## Instructions for the task
The lines to copy are those in the records below that hold the word "from".

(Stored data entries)
((
PR #334, opened 2015-08-03
Use package manager classes for remaining distros

trhoden:
First added for Fedora/DNF, move all the other install/uninstall tasks to using the pkg manager classes.

There is still more work to do on top of this, but this is a big start.

Tested install/uninstall on CentOS 7, Trusty, and RHEL 7 and had no problems here.

http://tracker.ceph.com/issues/12439

### DIFF
--- a/ceph_deploy/hosts/centos/install.py
+++ b/ceph_deploy/hosts/centos/install.py
@@ -1,6 +1,5 @@
-from ceph_deploy.util import pkg_managers, templates
+from ceph_deploy.util import templates
 from ceph_deploy.lib import remoto
-from ceph_deploy.hosts.util import install_yum_priorities
 from ceph_deploy.hosts.common import map_components
 from ceph_deploy.util.paths import gpg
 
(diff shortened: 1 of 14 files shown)


trhoden:
This has been re-based after the merge of #333, and should be good to go know.

@alfredodeza mind giving it a look?

ceph_deploy/hosts/centos/install.py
))
## Result of this task
-from ceph_deploy.util import pkg_managers, templates
+from ceph_deploy.util import templates
 from ceph_deploy.lib import remoto
-from ceph_deploy.hosts.util import install_yum_priorities
 from ceph_deploy.hosts.common import map_components
 from ceph_deploy.util.paths import gpg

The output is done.